A senior Israeli army officer of the Northern Command interviewed by the newspaper in Jerusalem described the current situation along the Israel-Lebanon border as a fragile calm. The calm that has reigned in the area in the past three years since the end of the Second Lebanon War could 'explode any minute,' Brig. Gen. Alon Friedman warned.

Danny Ayalon, Israel's deputy foreign minister told the British newspaper in the past three years Hezbollah has not only replaced munitions but has upgraded its missiles.

Details of The Times report were published in Israeli newspapers Wednesday.

Video obtained by the newspaper shows Hezbollah operatives scouring the site of last month's explosion in a south Lebanese village trying to salvage rockets and other munitions, The Times said. At the same time, other operatives placed obstructions along the route to prevent soldiers of the United Nations Interim Forces In Lebanon from reaching the site to investigate, the paper said.

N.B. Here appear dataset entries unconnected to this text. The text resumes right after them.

PR #2369, opened 2017-09-27
PROB-1137 - Skip hub if it is no longer available

juano2310:


smartapps/smartthings/logitech-harmony-connect.src/logitech-harmony-connect.groovy
```diff
@@ -366,14 +366,18 @@ Map discoverDevices() {
...
         devices.each {
-			def hubkey = it.key
-			def hubname = getHubName(it.key)
-			def hubvalue = "${hubname}"
-			hubs["harmony-${hubkey}"] = hubvalue
-			it.value.response.data.activities.each {
-				def value = "${it.value.name}"
-				def key = "harmony-${hubkey}-${it.key}"
-				activities["${key}"] = value
+			if (it.value.response){
```
marstorp, line 369: there's no need to check for null pointer ?

marstorp (approved):
LGTM if there's no risk of getting null pointers...
⛵️

smartapps/smartthings/logitech-harmony-connect.src/logitech-harmony-connect.groovy
juano2310: Not really, the it and the value doesn't need to be checked because if not the each wouldn't get to this code. The response is being checked by the IF.

PR #2384, opened 2017-10-03
ICP-1501 Ecobee Supported Modes Issue

marstorp:
Adding additional check in SA to verify that both heatStages and coolStages exists before enabling autoMode.
Also changing the exposed "auxheatonly" mode to the capability defined "emergency heat" so that bouncer doesn't
invalidate the event causing timeout/networkErrors in SC when changing to auxheatonly. Emergency Heat is basically
the same as Aux Heat only as both have the "outdoor" heat pump off.
Also changing the DTH UI, aligning it with other thermostats and the way the setpoints are updated.


dsainteclaire (approved):
Looks good to me, but please have QA run a sanity check on it before it goes to prod.

PR #2391, opened 2017-10-04
Initial commit of Ikea wireless dimmer.

tony-trility:


jackchi:
@workingmonk 
Should this be a separate DTH?

jackchi:
@ShilpaMathew `Health Check` is most likely a requirement here.

jackchi:
@tony-trility Please include a JIRA ticket with this commit.

workingmonk:
if this is a dimmer, why does it only have a switch tile?
This should be part of the generic zigbee dth, unless there is a strong reason to not do so

ShilpaMathew:
@tony-trility This shouldn't be a separate dth. Please include it as a part of our generic dimmer dth. Let me know if this change was done for any particular reason.

PR #2399, opened 2017-10-09
[ICP-1824] Zero is displayed in Temperature and Battery state field after paired Fibaro Smoke Sensor

skt123:
@jackchi 
Changing the default value of `secured` as true, so that the device report its battery and temperature value on pairing. Earlier the device was suppose to report battery status only when the user manually presses the B-button. 
Please review.


dkirker:
adding @mckeed for further feedback. This commit doesn't really make sense. We probably shouldn't set the secured variable if the device wasn't paired securely. If we are supporting the device to be paired unsecured we should accommodate for that. Also, we should be able to use the zwaveInfo map object to check for secured state instead of needing to use a state variable, now that we have more pairing data.

mckeed (changes requested):
I agree with Donald, that this isn't the right fix.

PR #2402, opened 2017-10-09
DVCSMP-3309 Virtual Thermostat SmartApp spelling error

marstorp:
A field called "Emer Temp" is misleading.
Changed the text for the field as well as changed the UI flow and adding
a check in updated for changes in 'outlets" settings, not resubscribing
to event's in case it is become null.

### DIFF
--- a/smartapps/smartthings/virtual-thermostat.src/virtual-thermostat.groovy
+++ b/smartapps/smartthings/virtual-thermostat.src/virtual-thermostat.groovy
@@ -25,31 +25,51 @@ definition(
 )
 
 preferences {
-	section("Choose a temperature sensor... "){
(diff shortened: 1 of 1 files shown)


marstorp:
Made an update so that outlets use capability "capability.outlet" instead of "capability.switch"

workingmonk:
capability.outlet may not work with community device handler unless the UI makes that clear

marstorp:
would this be better?
title: "Outlets (must use capability outlet)"

dsainteclaire (approved):
As long as we're reasonably certain that the majority of outlets that were WWST certified use the outlet capability, and not switch, then I'm good with this.  Which, most of them should use the generic DTHs since they would be Zigbee or Z-Wave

The Times said Alain Le Roy the head of the U.N. peacekeeping operations, told the U.N. Security Council that all indications of the blast show the site was 'an actively maintained' Hezbollah depot and not an abandoned one.

Hezbollah operatives undergo basic military training which includes the handling of firearms at camps in the mountains flanking the Bekaa Valley, the report said.
Are none of these camps visible by satellite? Otherwise, Israeli missiles are no doubt already programmed.
Hundreds of operatives travel to Iran to participate in more specialized courses including bomb making, and the handling of anti-tank missiles and surface to surface rockets, the paper said.

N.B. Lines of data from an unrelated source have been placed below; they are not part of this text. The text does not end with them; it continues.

PR #3094, opened 2018-05-17
Fixing bug ICP-4992. Fixing unsecure join

MMateusiakS:
Please review the PR. 
@greens @dkirker @ALamchaS @MAblewiczS @KKlimczukS

### DIFF
--- a/devicetypes/smartthings/zwave-switch-secure.src/zwave-switch-secure.groovy
+++ b/devicetypes/smartthings/zwave-switch-secure.src/zwave-switch-secure.groovy
@@ -117,7 +117,7 @@ def refresh() {
 }
 
 private command(physicalgraph.zwave.Command cmd) {
-	if (zwaveInfo && zwaveInfo.zw?.endsWith("s")) {
+	if ((zwaveInfo.zw == null && state.sec != 0) || zwaveInfo?.zw?.contains("s")) {
 		zwave.securityV1.securityMessageEncapsulation().encapsulate(cmd).format()
 	} else {
 		cmd.format()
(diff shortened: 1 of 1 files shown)


devicetypes/smartthings/zwave-switch-secure.src/zwave-switch-secure.groovy
```diff
@@ -119,7 +117,7 @@ def refresh() {
 }
 
 private command(physicalgraph.zwave.Command cmd) {
-	if (state.sec != 0) {
+	if (zwaveInfo && zwaveInfo.zw?.endsWith("s")) {
```
dkirker: We should probably just use:

`zwaveInfo?.zw?.contains("s")`

I am not 100% sure that we are guaranteed that "s" is on the end. (In fact, we should probably make sure all instances of the code like this is made uniform.) cc @kianooshST  @mckeed

mckeed: Some devices using this DTH were added before the new fingerprint type that works with zwaveInfo, so this should be `if ((zwaveInfo.zw == null && state.sec != 0) || zwaveInfo.zw?.endsWIth("s"))`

No doubt the Iranian camps are equally invisible to satellites.
Based on western intelligence sources, The Times said Hezbollah hopes to receive an improved version of the Iranian-made Fateh 110 rocket which can carry a 1,100 pound warhead more than 125 miles.
They may have to wait a bit. It turns out certain fuzes are altitude-sensitive -- the transport plane blew up a few days ago.